▸ **PROBLEM DETAILS**: Only a number is wanted here: how many lines in the entries below contain the word "they".

▸ **DATA TO PROCESS**:
______

Issue #3489, opened 2024-10-04
Removing AWS SDK v1 (targeted early 2025)


khrm:
Amazon has announced the End of Support for AWS SDK for Go (v1). Can we now drop this library from the dependencies? I see that the default behaviour is now sdk v2.

Is any help required to do this before July 31st 2025?

https://aws.amazon.com/blogs/developer/announcing-end-of-support-for-aws-sdk-for-go-v1-on-july-31-2025/

vangent:
I announced on the latest release that we plan to remove V1 support in early 2025:

https://groups.google.com/g/go-cloud/c/I5XUddBHLCU

We can use this bug to track it.

S-YOU:
@vangent, @khrm 

Any update on this? some vulnerability scans raising some CVEs on SDKv1 that depends on this library.

![Image](https://github.com/user-attachments/assets/96d85814-fe72-46e6-a94a-07e4037bc8de)

vangent:
No progress as of yet. I am hoping https://github.com/google/go-cloud/pull/3519 will land soon so v1 can be removed entirely.

Note that if you don't use AWSv1, you shouldn't be exposed to any vulnerabilities in v1 libraries.

S-YOU:
> Note that if you don't use AWSv1, you shouldn't be exposed to any vulnerabilities in v1 libraries.

Thats correct but by term of vulnerabilities checkers like the one AWS provided, they check signatures on binary, having a Struct reference to AWS V1 will include all related dependencies from AWS V1 and that will still triggered those alerts.

But hopfully there seems to be some progress. Looking forward to it.

jba:
I have bandwidth this week to get this done.

vangent:
Support is dropped for everything except `docstore` at this point.

vangent:
`docstore` just got `v2` support, so I'll make a release with that, and then drop AWSv1 for the next release.

PR #3519, opened 2025-01-31
Docstore/awsdynamodb: Supporting the AWS V2 SDK

### LINKED ISSUE #3458: docstore/awsdynamodb: Support AWS SDK V2

The V1 AWS SDK has officially entered maintenance mode (31st July 2024).
In addition, the vendor specific constructors for AWS are inconsistent between using the V1 and V2 SDK.

I propose migrating all modules to use the V2 SDK both for consistency when using the vendor specific constructors, but also to address future maintenance considerations as the V1 SDK continues to be deprecated and diverges from V2.

The V1 support could be retained for some time, as the V1 SDK is flagged as receiving maintenance for another year.
But this seems the kind of edit likely to accumulate in the amount of effort needed to make the migration over time.

### Additional context

I've created a [fork](https://github.com/Arlula/go-cloud) and will be investigating the necessary changes there. My intent is to try and keep any necessary changes as minimal as feasible, and created this issue for discussion of anything I find along the way needing input, and to provide advance warning for a future PR.

Maldris:
Resolved #3458 

A somewhat quick and dirty conversion to using the AWS V2 SDK rather than the deprecated V1.

Due to the delays in my finding time to work on this I prioritised getting the functionality migrated to mitigate any risk from API drift form the deprecated V1 SDK.

The main sections that warrant further discussion:
 - codec behaviour could be handled better with type switches now, but may be a follow up task
 - url opener doesn't use a configuration override any more, most of this is handled by `V2ConfigFromURLParams`, but is worth review
 - error handling using an As pattern and I've declared all the as targets in a block which is likely less memory efficient, but simple to read, should another approach be used?


docstore/awsdynamodb/create_tables.sh
```diff
@@ -36,6 +37,7 @@ aws dynamodb create-table \
 # The docstore-test-2 table has both a partition and a sort key, and two indexes.
 
 aws dynamodb create-table \
+  --region us-east-2 \
```
jba, line 40: Why is this line different?

docstore/awsdynamodb/urls.go
```diff
@@ -75,8 +69,6 @@ const Scheme = "dynamodb"
 // See https://godoc.org/gocloud.dev/aws#ConfigFromURLParams for supported query
 // parameters for overriding the aws.Session from the URL.
 type URLOpener struct {
-	// ConfigProvider must be set to a non-nil value.
```
jba, line 78: This is a breaking change.

docstore/awsdynamodb/urls.go
```diff
@@ -115,25 +107,21 @@ func (o *URLOpener) processURL(u *url.URL) (db *dyn.DynamoDB, tableName, partiti
...
 	if err != nil {
 		return nil, "", "", "", nil, fmt.Errorf("open collection %s: %v", u, err)
 	}
 	return db, tableName, partitionKey, sortKey, opts, nil
 }
 
 // Dial gets an AWS DynamoDB service client.
-func Dial(p client.ConfigProvider) (*dyn.DynamoDB, error) {
-	if p == nil {
+func Dial(p aws.Config) (*dyn.Client, error) {
```
jba, line 122: This is a breaking change.

jba (commented):
We appreciate the effort you put into this. However, there is a lot of changed code here, including at least two breaking changes. How does the docstore user benefit from the switch to the new API?

Note that the breaking changes are unlikely to be approved, because they would require a v2 of the main module.

Maldris:
Hi Johnathan,

Last year the AWS SDK V1 was deprecated ([see announcement about maintenance and end of support in project readme](https://github.com/aws/aws-sdk-go)) with its maintenance grace period set to end on 7/31/2025, this PR was created to address that and move the package to using the new SDK as all the other modules already have.

This was discussed in the flagged issue #3458
Forms part of the larger body of work supporting #3489 
And follows all the other modules being moved to use V2 as the default (#3465 and #3466)

`docstore/awsdynamodb` was the only module without a V2 implementation, and as seen in #3458 was discussed as being better served as a breaking replacement ahead of removing V1 from other modules, rather than the more complicated task of building a complete abstraction of the behaviour to support both, or having duplicated code for both.

I'll be adding comments on the three sections you've specifically flagged as well.

docstore/awsdynamodb/urls.go
Maldris: This has changed to the equivalent type used for AWS SDK V2, again, please see the comment below on why that change has already been discussed and is necessary.

docstore/awsdynamodb/urls.go
Maldris: This was flagged in the original message soliciting feedback on the best way to address, as omitting it is in keeping with several other V2 implementations, but regardless the type will change to support V2

docstore/awsdynamodb/create_tables.sh
Maldris: The unit tests hard code the region as us-east-2, but the creation script used to set up the test db's don' t specify a region, falling back to the user default, this was to improve consistency in testing

Maldris:
Apologies for the mentions but as its been a week and I've been seeing notification issues in other repo's this week;
so just to be sure @jba 
and because the prior conversation about this was with you, @vangent

jba:
@Maldris, I read #3458 as concluding that a [v2 fork](https://github.com/google/go-cloud/issues/3458#issuecomment-2276383789) was the right approach. I'm in favor of that.

Maldris:
ok, did a little history re-writing to move things into `docstore/awsdynamodbv2` while preserving change history a bit better (though it forced changing all the commit dates to today to keep it simpler)

I still have the other variant on a backup branch locally, but does this pass requirements better @jba ?

jba:
Can we make the path `docstore/awsdynamodb/v2`? That's typically what we do. For example, `math/rand` and `math/rand/v2`.

vangent:
Can you merge this with HEAD and push it forward? It's the only thing blocking removal of V1 entirely.

Maldris:
merged and updated with the changes to the docstore test harness added in V1 that needed to be replicated in V2.

jba:
@Maldris looks like we still have some failing checks.

youngbupark:
@Maldris @jba Do we have any update for this PR? [aws-sdk-go will be end of support](https://aws.amazon.com/blogs/developer/announcing-end-of-support-for-aws-sdk-for-go-v1-on-july-31-2025/) in < 2months.

jba (approved):

vangent:
I cloned this and made some fixes, see https://github.com/google/go-cloud/pull/3602.

vangent:
No worries, and thanks for the contribution! Hope things are solid enough you can get back to work soon.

______

▸ **YOUR RESPONSE**: 2